"""

PR #2615, opened 2022-03-23
Additional filter options for merge command (VS-201)

Cisphyx:


synapse/lib/storm.py
```diff
@@ -2820,18 +2820,77 @@ class MergeCmd(Cmd):
...
+                          help='Exclude specific props from merge.')
+        pars.add_argument('--diff', default=False, action='store_true',
+                          help='Enumerate all changes in the current layer.')
         return pars
 
+    def _getTagFilter(self):
+        if self.opts.include_tags:
+
+            def tagfilter(tag):
+                if tag in self.opts.include_tags:
```
invisig0th, line 2845: I think these will need to be tag glob matcher syntax

invisig0th (changes requested):

synapse/lib/storm.py
Cisphyx: Updated to use glob matcher

invisig0th (approved):

PR #2621, opened 2022-03-30
Add meta:ruleset

Cisphyx:


synapse/models/base.py
```diff
@@ -123,6 +126,14 @@ def getModelDefs(self):
 
                 ('meta:event:taxonomy', {}, ()),
 
+                ('meta:ruleset', {}, (
+                    ('name', ('str', {'lower': True, 'onespace': True}), {
```
invisig0th, line 130: I think we need `'strip': True` as well

invisig0th (changes requested):

synapse/models/base.py
Cisphyx: updated

invisig0th (approved):

vEpiphyte (approved):

PR #2629, opened 2022-04-05
Update Cell backup logging (SYN-3443)

vEpiphyte:
- Change cell iter archive logging to always log exceptions.
- log the final message as a warning when it is not a success.

### DIFF
--- a/synapse/lib/cell.py
+++ b/synapse/lib/cell.py
@@ -1629,6 +1629,7 @@ class Cell(s_nexus.Pusher, s_telepath.Aware):
     async def iterBackupArchive(self, name, user):
 
         success = False
+        loglevel = logging.WARNING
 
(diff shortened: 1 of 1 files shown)


synapse/lib/cell.py
```diff
@@ -1670,16 +1674,18 @@ def getproc():
 
         else:
             success = True
+            loglevel = logging.DEBUG
             self.backlastuploaddt = datetime.datetime.now()
 
         finally:
             phrase = 'successfully' if success else 'with failure'
-            logger.debug(f'iterBackupArchive completed {phrase} for {name}')
+            logger.log(loglevel, f'iterNewBackupArchive completed {phrase} for {name}')
```
Cisphyx, line 1682: should be iterBackupArchive

Cisphyx (approved):

PR #2631, opened 2022-04-08
Use iso3166 type rather than more generic str type

ancailliau:
Avoid using a generic string type with an extra regex constraint when a type is available. 

I'm unsure that https://github.com/ancailliau/synapse/blob/fix-flag-code/synapse/models/inet.py#L2564 should also have its type updated.

### DIFF
--- a/synapse/models/inet.py
+++ b/synapse/models/inet.py
@@ -2718,7 +2718,7 @@ class InetModule(s_module.CoreModule):
                         ('contacts', ('array', {'type': 'inet:whois:ipcontact', 'uniq': True, 'sorted': True}), {
                             'doc': 'Additional contacts from the record.',
                         }),
-                        ('country', ('str', {'lower': True, 'regex': '^[a-z]{2}$'}), {
+                        ('country', ('iso:3166:cc', {}), {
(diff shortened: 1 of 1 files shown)


synapse/models/inet.py
```diff
@@ -2718,7 +2718,7 @@ def getModelDefs(self):
                         ('contacts', ('array', {'type': 'inet:whois:ipcontact', 'uniq': True, 'sorted': True}), {
                             'doc': 'Additional contacts from the record.',
                         }),
-                        ('country', ('str', {'lower': True, 'regex': '^[a-z]{2}$'}), {
+                        ('country', ('iso:3166:cc', {}), {
```
invisig0th, line 2721: This was modeled as an arbitrary string on purpose to be able to record potentially denormalized values present in whois records. That being said, this form could def benefit from adding the additional secondary properties we use for normalized / entity resolved location values :)  I'll discuss this with the team, thanks for the input!

ancailliau:
I'm running on that use case again. Modelling data coming from APNIC, RIPE, etc. that contains country strings. Some of them are direct mappings to ISO-3166 country code but others contains additional noise (e.g. a city name). How would you best capture those strings and then their normalized value.

PR #2632, opened 2022-04-08
Support layer wipe by generating node edits (SYN-3438)

mikemoritz:
- $lib.view.merge() no longer automatically deletes data from the fork view
- view.merge (without --delete) will generate del node edits that will be executed by any consumers

### DIFF
--- a/synapse/lib/layer.py
+++ b/synapse/lib/layer.py
@@ -1772,6 +1772,7 @@ class Layer(s_nexus.Pusher):
     async def truncate(self):
         '''
         Nuke all the contents in the layer, leaving an empty layer
+        NOTE: This internal API is deprecated but is kept for Nexus event backward compatibility
         '''
         self.dirty.clear()
         self.buidcache.clear()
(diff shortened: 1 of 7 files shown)


synapse/lib/stormtypes.py
```diff
@@ -6204,6 +6208,18 @@ async def _methViewMerge(self, force=False):
...
+    async def _methWipeLayer(self):
+        '''
+        Delete nodes and nodedata from the view's write layer.
+        '''
+        useriden = self.runt.user.iden
+        viewiden = self.valu.get('iden')
+        view = self.runt.snap.core.getView(viewiden)
+
+        # ensure the user may make *any* node edits
+        self.runt.layerConfirm(('node',))
```
mikemoritz, line 6220: Two other options here:
- Confirm the various del perms
- Similar to merge() go through the edits and confirm perms on each

synapse/lib/layer.py
```diff
@@ -1782,6 +1783,38 @@ async def truncate(self):
 
         await self._initLayerStorage()
 
+    # async def wipe(self, meta): ...
```
mikemoritz, line 1786: Placeholder to wipe() using nodeedits *without* going through the view to fire triggers; I didn't see a need for it currently.

synapse/lib/layer.py
```diff
@@ -1772,6 +1772,7 @@ async def pack(self):
     async def truncate(self):
         '''
         Nuke all the contents in the layer, leaving an empty layer
+        NOTE: This internal API is deprecated but is kept for Nexus event backward compatibility
```
vEpiphyte, line 1775: Can we add a s_common.deprecated call here, so at least someone can know if its been used?

synapse/lib/stormtypes.py
vEpiphyte: We should confirm each perm, since someone could have a explicit deny perm preventing the particular edit from occuring.

invisig0th: I've rethought this and changed my mind.  Lets go through all the edits and check individual perms ( with an obvious cache ) in advance of starting.

invisig0th (changes requested):

invisig0th (approved):

PR #2633, opened 2022-04-10
Update Storm command reference

therealsilence:
- Update Storm command reference to include new (currently undocumented) commands.
- Add definition of  "Node Data" to Glossary.
- Minor updates to Glossary.


docs/synapse/glossary.rst
```diff
@@ -656,6 +658,19 @@ is a form; ``inet:fqdn=woot.com`` is a node.
 
 See :ref:`data-node` in the :ref:`data-model-terms` document for additional detail.
 
+.. _gloss-node-data:
+
+Node Data
+---------
+
+Node data is a named set of structured metadata stored on a node in Synapse. Node data may be used for a
+variety of purposes. For example, node data may be used to cache data returned by a third-party API along
```
vEpiphyte, line 667: I wonder if this example is almost a bit confusing, since its very much a opt-in behavior by a powerup to use the node data. Does this read any better?

```
For example, a Power-Up may use node data to cache results returned by a third-party API along
with the timestamp when the data was retrieved. If the same API is queried again for the same node within a 
specific time period, the Power-Up can use the cached node data instead of re-querying the API (helping to prevent 
using up any API query limits by re-querying the same data).
```

docs/synapse/userguides/storm_ref_cmd.rstorm
```diff
@@ -1628,3 +1947,14 @@ The ``view.del`` command permanently deletes a view from the Cortex.
...
+.. _storm-wget:
+
+wget
+----
+
+The ``wget`` command retrieves content from one or more specified URLs. The command creates and yields ``inet:urlfile`` nodes and the retrieved content (``file:bytes``) is stored in the :ref:`gloss-axon`.
+
+**Syntax:**
+
+.. storm-cli:: wget --help
```
vEpiphyte, line 1960: newline please :)

therealsilence: newline added :)

docs/synapse/glossary.rst
therealsilence: Updated to:
`Node data is a named set of structured metadata that may optionally be stored on a node in Synapse. Node data may be used for a variety of purposes. For example, a [Power-Up](https://github.com/vertexproject/synapse/pull/2633#gloss-power-up) may use node data to cache results returned by a third-party API along with the timestamp when the data was retrieved. If the same API is queried again for the same node within a specific time period, the Power-Up can use the cached node data instead of re-querying the API (helping to prevent using up any API query limits by re-querying the same data).`

vEpiphyte (approved):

"""

= Aim of the exercise =
Say how many lines of the data hold the string "therealsilence", with no other words in your reply.

= Answer to the exercise =
3